### WHAT IS BEING ASKED
In the entries below, find every line holding the string "Location" and collect it.

Saved data entries:

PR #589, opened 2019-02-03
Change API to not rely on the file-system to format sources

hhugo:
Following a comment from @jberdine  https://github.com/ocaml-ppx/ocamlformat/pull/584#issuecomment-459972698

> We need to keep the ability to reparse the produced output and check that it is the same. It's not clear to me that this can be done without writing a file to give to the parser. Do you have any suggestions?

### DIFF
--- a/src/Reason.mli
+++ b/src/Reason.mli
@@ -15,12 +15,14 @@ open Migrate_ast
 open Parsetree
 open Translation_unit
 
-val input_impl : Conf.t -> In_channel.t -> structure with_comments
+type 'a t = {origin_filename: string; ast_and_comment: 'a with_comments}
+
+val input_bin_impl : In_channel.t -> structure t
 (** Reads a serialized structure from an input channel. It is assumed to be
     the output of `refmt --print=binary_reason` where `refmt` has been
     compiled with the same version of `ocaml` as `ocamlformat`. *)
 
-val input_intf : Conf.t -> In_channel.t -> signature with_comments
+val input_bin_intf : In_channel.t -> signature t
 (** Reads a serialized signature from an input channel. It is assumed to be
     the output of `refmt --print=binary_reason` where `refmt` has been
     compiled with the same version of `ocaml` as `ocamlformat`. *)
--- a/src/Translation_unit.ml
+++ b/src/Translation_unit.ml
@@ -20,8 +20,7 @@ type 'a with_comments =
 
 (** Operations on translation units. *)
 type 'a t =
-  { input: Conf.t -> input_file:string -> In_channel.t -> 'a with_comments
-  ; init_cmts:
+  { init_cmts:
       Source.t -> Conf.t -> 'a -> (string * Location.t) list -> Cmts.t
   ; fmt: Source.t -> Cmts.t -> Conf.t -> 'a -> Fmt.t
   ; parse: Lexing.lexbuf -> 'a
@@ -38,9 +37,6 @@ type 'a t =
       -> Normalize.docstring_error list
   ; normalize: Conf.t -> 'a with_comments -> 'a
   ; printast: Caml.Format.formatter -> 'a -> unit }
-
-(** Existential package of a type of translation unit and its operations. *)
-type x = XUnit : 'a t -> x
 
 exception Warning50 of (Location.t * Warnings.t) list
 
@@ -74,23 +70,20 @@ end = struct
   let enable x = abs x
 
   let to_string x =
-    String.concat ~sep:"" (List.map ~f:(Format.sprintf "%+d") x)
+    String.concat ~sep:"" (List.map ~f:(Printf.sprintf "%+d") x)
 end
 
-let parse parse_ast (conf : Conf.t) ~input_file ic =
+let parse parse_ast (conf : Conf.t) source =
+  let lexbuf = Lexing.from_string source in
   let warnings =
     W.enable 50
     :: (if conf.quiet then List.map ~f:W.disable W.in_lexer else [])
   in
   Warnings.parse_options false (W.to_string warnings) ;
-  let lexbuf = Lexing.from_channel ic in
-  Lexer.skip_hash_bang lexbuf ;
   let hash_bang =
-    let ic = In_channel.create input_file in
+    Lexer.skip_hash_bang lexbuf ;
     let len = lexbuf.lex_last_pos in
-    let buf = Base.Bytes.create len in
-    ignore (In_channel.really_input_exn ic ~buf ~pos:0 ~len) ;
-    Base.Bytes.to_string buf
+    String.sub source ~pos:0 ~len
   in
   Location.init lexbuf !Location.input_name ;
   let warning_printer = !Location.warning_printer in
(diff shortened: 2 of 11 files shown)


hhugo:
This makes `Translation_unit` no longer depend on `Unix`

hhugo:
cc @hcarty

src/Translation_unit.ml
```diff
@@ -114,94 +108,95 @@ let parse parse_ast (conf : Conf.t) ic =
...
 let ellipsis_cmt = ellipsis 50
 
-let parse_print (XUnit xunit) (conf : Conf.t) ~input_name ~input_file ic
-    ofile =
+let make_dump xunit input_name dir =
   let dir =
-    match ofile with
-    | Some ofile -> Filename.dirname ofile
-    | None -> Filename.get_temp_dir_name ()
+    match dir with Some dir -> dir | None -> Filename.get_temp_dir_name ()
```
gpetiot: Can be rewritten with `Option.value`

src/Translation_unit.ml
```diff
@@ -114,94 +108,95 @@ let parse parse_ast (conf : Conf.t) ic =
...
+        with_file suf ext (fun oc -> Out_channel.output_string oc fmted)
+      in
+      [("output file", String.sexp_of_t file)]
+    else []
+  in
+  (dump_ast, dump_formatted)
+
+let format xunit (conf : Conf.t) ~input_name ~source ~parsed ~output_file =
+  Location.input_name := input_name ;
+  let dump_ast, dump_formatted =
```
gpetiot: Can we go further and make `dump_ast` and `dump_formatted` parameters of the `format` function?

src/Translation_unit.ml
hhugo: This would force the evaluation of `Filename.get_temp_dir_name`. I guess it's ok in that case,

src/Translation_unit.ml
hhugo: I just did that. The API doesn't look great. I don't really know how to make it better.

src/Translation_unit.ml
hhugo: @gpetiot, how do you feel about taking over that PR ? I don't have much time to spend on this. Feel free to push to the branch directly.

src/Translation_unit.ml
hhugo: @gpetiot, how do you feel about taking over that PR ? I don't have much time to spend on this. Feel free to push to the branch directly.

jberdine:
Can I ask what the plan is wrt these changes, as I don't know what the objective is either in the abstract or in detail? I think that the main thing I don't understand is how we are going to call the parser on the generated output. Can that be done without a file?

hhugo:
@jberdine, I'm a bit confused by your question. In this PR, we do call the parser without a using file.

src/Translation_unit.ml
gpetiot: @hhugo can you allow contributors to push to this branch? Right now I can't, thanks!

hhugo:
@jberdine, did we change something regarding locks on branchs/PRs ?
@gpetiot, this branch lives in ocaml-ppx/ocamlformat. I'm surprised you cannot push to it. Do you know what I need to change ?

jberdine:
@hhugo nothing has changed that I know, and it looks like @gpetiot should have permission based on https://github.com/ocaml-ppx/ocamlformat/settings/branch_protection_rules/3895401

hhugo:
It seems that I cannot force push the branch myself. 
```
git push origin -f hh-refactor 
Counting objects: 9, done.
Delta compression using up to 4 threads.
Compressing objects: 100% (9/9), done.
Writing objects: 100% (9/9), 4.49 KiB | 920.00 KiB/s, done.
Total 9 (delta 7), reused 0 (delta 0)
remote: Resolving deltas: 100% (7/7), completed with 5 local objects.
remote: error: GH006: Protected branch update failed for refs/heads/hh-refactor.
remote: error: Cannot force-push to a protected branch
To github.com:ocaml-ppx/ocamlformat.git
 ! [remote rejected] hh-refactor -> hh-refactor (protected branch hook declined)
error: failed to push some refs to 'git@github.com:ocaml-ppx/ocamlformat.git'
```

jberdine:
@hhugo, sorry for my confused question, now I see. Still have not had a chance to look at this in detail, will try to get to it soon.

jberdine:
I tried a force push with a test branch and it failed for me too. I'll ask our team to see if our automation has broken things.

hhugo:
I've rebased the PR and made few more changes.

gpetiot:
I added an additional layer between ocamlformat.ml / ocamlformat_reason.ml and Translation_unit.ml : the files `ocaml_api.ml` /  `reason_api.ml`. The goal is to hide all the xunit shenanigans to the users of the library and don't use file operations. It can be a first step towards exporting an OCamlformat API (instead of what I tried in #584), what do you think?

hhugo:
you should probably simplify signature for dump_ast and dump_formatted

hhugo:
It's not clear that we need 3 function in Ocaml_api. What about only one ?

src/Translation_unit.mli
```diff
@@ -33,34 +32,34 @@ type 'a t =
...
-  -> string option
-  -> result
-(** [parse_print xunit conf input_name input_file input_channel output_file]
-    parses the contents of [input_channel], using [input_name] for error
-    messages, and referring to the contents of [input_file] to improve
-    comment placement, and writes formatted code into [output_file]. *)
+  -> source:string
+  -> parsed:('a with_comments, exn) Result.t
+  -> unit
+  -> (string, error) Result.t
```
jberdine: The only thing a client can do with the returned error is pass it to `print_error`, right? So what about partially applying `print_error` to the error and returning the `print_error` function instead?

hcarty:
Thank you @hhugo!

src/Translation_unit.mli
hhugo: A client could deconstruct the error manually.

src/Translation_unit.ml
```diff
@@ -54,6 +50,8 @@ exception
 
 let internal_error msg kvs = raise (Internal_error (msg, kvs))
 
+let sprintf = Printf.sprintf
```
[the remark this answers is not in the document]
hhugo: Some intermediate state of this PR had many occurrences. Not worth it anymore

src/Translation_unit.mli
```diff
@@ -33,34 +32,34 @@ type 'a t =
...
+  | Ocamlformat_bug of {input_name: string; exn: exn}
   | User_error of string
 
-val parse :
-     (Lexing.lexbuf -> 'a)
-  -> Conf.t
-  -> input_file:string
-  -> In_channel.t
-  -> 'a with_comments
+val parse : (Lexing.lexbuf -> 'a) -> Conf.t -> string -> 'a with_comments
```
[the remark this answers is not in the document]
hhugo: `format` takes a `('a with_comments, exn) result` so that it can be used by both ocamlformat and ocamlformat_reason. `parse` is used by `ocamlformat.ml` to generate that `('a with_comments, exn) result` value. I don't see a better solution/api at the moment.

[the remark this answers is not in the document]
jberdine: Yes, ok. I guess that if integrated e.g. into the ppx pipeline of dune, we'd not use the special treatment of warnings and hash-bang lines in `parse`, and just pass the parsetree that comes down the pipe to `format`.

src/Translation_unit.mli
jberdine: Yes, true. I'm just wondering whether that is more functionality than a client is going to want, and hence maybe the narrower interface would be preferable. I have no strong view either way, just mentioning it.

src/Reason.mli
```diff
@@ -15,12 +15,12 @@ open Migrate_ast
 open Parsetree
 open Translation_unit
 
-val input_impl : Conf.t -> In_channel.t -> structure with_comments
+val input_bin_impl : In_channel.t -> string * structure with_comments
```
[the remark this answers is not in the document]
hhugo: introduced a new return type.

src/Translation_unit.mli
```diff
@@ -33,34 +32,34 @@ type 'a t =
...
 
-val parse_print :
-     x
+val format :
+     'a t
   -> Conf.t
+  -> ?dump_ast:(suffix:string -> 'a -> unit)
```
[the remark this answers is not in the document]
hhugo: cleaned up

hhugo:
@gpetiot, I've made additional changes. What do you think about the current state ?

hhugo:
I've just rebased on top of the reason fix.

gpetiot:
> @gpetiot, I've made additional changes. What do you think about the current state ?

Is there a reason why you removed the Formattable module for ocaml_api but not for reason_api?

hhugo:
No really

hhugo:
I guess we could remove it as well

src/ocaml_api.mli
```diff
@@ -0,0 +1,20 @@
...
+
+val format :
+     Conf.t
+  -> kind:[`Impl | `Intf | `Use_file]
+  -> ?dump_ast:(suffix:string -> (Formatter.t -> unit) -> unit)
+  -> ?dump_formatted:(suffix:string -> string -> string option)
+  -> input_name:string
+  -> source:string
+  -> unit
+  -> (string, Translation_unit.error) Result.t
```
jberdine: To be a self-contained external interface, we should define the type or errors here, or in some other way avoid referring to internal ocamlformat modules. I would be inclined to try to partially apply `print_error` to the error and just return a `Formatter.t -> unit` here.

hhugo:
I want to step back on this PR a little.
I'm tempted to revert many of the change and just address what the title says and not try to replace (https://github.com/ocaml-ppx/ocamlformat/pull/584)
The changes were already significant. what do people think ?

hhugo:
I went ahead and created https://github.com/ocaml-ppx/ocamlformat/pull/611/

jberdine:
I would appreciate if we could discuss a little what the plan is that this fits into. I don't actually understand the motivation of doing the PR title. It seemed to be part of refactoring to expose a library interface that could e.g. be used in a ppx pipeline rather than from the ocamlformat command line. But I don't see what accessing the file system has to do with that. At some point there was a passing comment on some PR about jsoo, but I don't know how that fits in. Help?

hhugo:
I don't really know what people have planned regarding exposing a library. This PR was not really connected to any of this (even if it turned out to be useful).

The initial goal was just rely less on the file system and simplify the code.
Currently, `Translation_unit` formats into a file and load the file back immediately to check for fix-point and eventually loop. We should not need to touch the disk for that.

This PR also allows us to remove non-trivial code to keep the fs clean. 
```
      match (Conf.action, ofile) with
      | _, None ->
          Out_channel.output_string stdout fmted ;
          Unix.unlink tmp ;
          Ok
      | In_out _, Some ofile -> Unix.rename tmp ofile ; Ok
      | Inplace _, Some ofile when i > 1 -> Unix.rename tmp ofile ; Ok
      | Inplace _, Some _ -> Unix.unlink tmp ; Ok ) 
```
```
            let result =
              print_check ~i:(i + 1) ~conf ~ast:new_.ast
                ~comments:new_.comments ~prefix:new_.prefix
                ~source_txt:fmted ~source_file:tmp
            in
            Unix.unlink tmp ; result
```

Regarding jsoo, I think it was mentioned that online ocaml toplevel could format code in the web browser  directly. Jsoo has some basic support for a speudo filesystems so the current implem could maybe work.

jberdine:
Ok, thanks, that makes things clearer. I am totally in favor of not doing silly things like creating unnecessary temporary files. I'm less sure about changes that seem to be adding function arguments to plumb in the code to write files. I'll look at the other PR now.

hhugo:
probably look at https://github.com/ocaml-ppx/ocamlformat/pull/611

### EXERCISE SOLUTION
       Source.t -> Conf.t -> 'a -> (string * Location.t) list -> Cmts.t
 exception Warning50 of (Location.t * Warnings.t) list
   Location.init lexbuf !Location.input_name ;
   let warning_printer = !Location.warning_printer in
+  Location.input_name := input_name ;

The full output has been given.